Provided data
PR #15307, opened 2025-09-12
feat!(beyondinsight_password_safe): standardize pipelines, disable dynamic mappings

andrewkroh:
## Proposed commit message

```
Disable dynamic mappings for beyondinsight_password_safe.* to prevent
unknown fields from receiving automatic mappings. This approach ensures
that API changes introducing new fields can be handled safely with
explicit field mappings and minimal risk of breaking existing users.

Standardize pipeline structures across all data streams with consistent
processing order:

- ecs.version
- terminate
- json decoding
- drop null/empty
- convert numberic IDs to strings
- convert camel-case to snake-case
- timestamps
- general ECS mappings
- append to ECS related.* fields

Sort fields.yml files alphabetically by name.

Remove unused package-level _dev/deploy. Each data stream has its own
mock test config.

BREAKING: The dsskey_rule_id field was renamed to dss_key_rule_id in
the managedsystem data stream to follow the snake-case naming pattern.

Related: #14985
```

## Checklist

## Related issues

- Relates #14985


packages/beyondinsight_password_safe/changelog.yml
```diff
@@ -1,3 +1,14 @@
+- version: "0.11.0"
+  changes:
+    - description: Renamed dsskey_rule_id field to dss_key_rule_id in managedsystem data stream to follow snake-case naming convention.
```
efd6:
```suggestion
    - description: Renamed `dsskey_rule_id` field to `dss_key_rule_id` in managedsystem data stream to follow snake-case naming convention.
```
Also, the movement of `beyondinsight_password_safe.asset.operating_system` field values from `os.name` to `host.os.full` is breaking for people depending on that value in that location.

packages/beyondinsight_password_safe/data_stream/useraudit/elasticsearch/ingest_pipeline/default.yml
```diff
@@ -1,189 +1,161 @@
...
       value: "{{{user.email}}}"
-      if: ctx.user?.email != null
       allow_duplicates: false
-      ignore_failure: true
-
+  - append:
+      if: ctx.beyondinsight_password_safe.useraudit?.user_id == "-1"
+      field: related.user
+      value: "{{{beyondinsight_password_safe.useraudit.user_id}}}"
+      allow_duplicates: false
```
efd6: Is this intentional? If it is, `value: "-1"`, but I suspect it's not; most likely `s/==/!=/`, or obtain it from `user.id` if it's present.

What you will do
Transcribe all of the entries without altering anything.

Response
PR #15307, opened 2025-09-12
feat!(beyondinsight_password_safe): standardize pipelines, disable dynamic mappings

andrewkroh:
## Proposed commit message

```
Disable dynamic mappings for beyondinsight_password_safe.* to prevent
unknown fields from receiving automatic mappings. This approach ensures
that API changes introducing new fields can be handled safely with
explicit field mappings and minimal risk of breaking existing users.

Standardize pipeline structures across all data streams with consistent
processing order:

- ecs.version
- terminate
- json decoding
- drop null/empty
- convert numberic IDs to strings
- convert camel-case to snake-case
- timestamps
- general ECS mappings
- append to ECS related.* fields

Sort fields.yml files alphabetically by name.

Remove unused package-level _dev/deploy. Each data stream has its own
mock test config.

BREAKING: The dsskey_rule_id field was renamed to dss_key_rule_id in
the managedsystem data stream to follow the snake-case naming pattern.

Related: #14985
```

## Checklist

## Related issues

- Relates #14985


packages/beyondinsight_password_safe/changelog.yml
```diff
@@ -1,3 +1,14 @@
+- version: "0.11.0"
+  changes:
+    - description: Renamed dsskey_rule_id field to dss_key_rule_id in managedsystem data stream to follow snake-case naming convention.
```
efd6:
```suggestion
    - description: Renamed `dsskey_rule_id` field to `dss_key_rule_id` in managedsystem data stream to follow snake-case naming convention.
```
Also, the movement of `beyondinsight_password_safe.asset.operating_system` field values from `os.name` to `host.os.full` is breaking for people depending on that value in that location.

packages/beyondinsight_password_safe/data_stream/useraudit/elasticsearch/ingest_pipeline/default.yml
```diff
@@ -1,189 +1,161 @@
...
       value: "{{{user.email}}}"
-      if: ctx.user?.email != null
       allow_duplicates: false
-      ignore_failure: true
-
+  - append:
+      if: ctx.beyondinsight_password_safe.useraudit?.user_id == "-1"
+      field: related.user
+      value: "{{{beyondinsight_password_safe.useraudit.user_id}}}"
+      allow_duplicates: false
```
efd6: Is this intentional? If it is, `value: "-1"`, but I suspect it's not; most likely `s/==/!=/`, or obtain it from `user.id` if it's present.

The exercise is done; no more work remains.